[XeTeX] ledmac in XeTeX?
Jonathan Kew
jonathan_kew at sil.org
Thu Jun 10 12:18:37 CEST 2004
On 10 Jun 2004, at 10:53 am, Somadevah at aol.com wrote:
>
> In a message dated 10/6/04 10:45:46 am, bvoisin at mac.com writes:
>
>
>
> I don't use Ledmac (or know what it is), but I have noticed that fonts
> can have an influence on the baselineskip in XeTeX: if you use Hoefler
> Text, for example, in a document originally compiled in LaTeX with CM
> fonts, the baselineskip won't be altered, but if you use Optima, which
> seems to have different metrical parameters, the baselineskip will get
> bigger and not follow that normally specified in size12.clo.
>
>
>
> Dear Bruno,
>
> many thanks for this.

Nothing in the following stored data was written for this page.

PR #193, opened 2020-04-11
build on travis/FreeBSD

dpo:


amontoison:
FreeBSD is available with Travis ?! Good to know.

PR #198, opened 2020-04-20
Improve verbose mode of CG

amontoison:


amontoison:
I used `%8.1e` instead of of `%7.1e` because the value of `pAp`, `α` or `σ` can be negative with SQD systems. It's also relevant to know what represents each column.

dpo:
Thank you.

PR #203, opened 2020-07-02
Fix verbose mode for SYMMLQ and MINRES

amontoison:


src/minres.jl
```diff
@@ -208,7 +208,7 @@ function minres(A, b :: AbstractVector{T};
     Acond = γmax / γmin
 
     verbose && @printf("%5d  %7.1e  %7.1e  %7.1e  %8.1e  %8.1e  %7.1e  %7.1e\n",
-                       iter, test1, test2, β, cs, sn, ANorm, Acond)
+                       iter, rNorm, ArNorm, β, cs, sn, ANorm, Acond)
```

Did you find a way to set the \baselineskip to
> whatever you want? Ledmac is a set of macros that you can use to
> typeset critical editions with multiple levels (or registers) of
> footnotes referenced by line numbers. Very useful for me. The problem
> is not just that the baselineskip is different, but that it is
> inconsistent, changing at various points (whereever the footnotes are
> called?). The notes themselves look even worse. Evidently, it would be
> a huge job to rewrite such a set of macros as ledmac.
>
> It would be fantastic to be able to use XeTeX for such critical
> editing of texts, using multiple scripts in the notes for testimonia
> etc.
>
Most likely, you're using a font whose ascent and descent metrics are
big enough that \lineskip is coming into play. Working with AAT (or OT)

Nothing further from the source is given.